Everything from the line containing "lgrammel, line 1963: test exact count?" through the line containing "Can you add" in the listing below should be copied exactly, and nothing more.

** Data for this exercise follows **

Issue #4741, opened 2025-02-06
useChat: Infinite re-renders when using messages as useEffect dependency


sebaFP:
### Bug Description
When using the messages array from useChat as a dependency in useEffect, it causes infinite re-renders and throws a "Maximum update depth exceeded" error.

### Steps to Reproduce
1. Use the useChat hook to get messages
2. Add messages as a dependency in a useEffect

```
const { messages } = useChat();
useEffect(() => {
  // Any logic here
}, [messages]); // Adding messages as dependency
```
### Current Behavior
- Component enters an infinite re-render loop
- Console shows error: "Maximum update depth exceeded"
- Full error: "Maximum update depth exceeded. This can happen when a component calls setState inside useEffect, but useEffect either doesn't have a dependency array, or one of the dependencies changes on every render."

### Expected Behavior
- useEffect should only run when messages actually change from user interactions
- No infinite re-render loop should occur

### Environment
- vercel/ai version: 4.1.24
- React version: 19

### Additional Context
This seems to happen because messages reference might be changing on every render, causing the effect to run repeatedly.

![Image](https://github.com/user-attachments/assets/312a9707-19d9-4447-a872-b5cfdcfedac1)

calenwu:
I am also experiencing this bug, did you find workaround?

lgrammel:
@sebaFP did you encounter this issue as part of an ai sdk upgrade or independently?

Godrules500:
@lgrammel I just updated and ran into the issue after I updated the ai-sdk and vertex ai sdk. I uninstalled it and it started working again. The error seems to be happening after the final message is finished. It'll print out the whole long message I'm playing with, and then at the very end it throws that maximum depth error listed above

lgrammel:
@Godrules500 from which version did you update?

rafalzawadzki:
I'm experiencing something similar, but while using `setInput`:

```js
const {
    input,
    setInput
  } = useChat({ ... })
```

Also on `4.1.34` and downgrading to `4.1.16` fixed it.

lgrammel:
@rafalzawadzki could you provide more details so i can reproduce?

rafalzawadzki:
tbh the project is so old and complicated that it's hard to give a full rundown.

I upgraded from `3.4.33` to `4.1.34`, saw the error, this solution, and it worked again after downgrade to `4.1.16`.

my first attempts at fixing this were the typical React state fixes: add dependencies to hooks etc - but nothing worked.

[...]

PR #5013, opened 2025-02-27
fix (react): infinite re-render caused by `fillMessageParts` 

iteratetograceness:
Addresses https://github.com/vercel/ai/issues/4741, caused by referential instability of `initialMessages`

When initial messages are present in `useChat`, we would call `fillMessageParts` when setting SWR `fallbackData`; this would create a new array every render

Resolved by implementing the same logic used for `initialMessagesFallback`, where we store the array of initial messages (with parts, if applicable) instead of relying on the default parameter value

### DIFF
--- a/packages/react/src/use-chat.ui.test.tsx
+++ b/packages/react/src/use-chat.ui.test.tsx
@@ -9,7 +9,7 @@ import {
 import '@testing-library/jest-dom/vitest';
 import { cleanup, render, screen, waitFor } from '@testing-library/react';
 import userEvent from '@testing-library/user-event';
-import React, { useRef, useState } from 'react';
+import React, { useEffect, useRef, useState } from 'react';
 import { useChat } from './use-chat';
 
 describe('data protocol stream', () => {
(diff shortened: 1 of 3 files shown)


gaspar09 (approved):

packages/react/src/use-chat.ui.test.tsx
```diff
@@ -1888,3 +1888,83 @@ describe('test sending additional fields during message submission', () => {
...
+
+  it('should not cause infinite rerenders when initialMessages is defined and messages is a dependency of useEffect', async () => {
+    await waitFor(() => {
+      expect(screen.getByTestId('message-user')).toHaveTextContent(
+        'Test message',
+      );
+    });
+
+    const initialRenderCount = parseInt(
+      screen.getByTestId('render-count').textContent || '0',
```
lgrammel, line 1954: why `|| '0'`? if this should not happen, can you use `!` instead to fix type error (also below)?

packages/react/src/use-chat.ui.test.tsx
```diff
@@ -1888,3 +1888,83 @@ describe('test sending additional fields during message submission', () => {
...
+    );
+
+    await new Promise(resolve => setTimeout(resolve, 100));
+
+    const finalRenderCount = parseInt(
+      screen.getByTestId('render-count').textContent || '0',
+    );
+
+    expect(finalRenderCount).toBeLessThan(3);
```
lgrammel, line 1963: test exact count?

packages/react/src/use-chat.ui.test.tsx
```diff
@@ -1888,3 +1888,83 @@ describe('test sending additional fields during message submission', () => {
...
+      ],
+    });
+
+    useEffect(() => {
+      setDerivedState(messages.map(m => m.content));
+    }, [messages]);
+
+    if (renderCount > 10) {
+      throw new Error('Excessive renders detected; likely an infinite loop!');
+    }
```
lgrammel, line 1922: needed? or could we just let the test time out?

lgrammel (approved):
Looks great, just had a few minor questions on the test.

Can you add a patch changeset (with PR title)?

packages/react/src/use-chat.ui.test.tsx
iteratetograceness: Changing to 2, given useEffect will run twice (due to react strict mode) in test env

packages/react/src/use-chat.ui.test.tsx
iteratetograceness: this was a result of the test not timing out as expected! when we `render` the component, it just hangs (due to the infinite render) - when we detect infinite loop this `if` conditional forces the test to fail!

** End of Data for this exercise **

Exercise result.
lgrammel, line 1963: test exact count?

packages/react/src/use-chat.ui.test.tsx
```diff
@@ -1888,3 +1888,83 @@ describe('test sending additional fields during message submission', () => {
...
+      ],
+    });
+
+    useEffect(() => {
+      setDerivedState(messages.map(m => m.content));
+    }, [messages]);
+
+    if (renderCount > 10) {
+      throw new Error('Excessive renders detected; likely an infinite loop!');
+    }
```
lgrammel, line 1922: needed? or could we just let the test time out?

lgrammel (approved):
Looks great, just had a few minor questions on the test.

Can you add a patch changeset (with PR title)?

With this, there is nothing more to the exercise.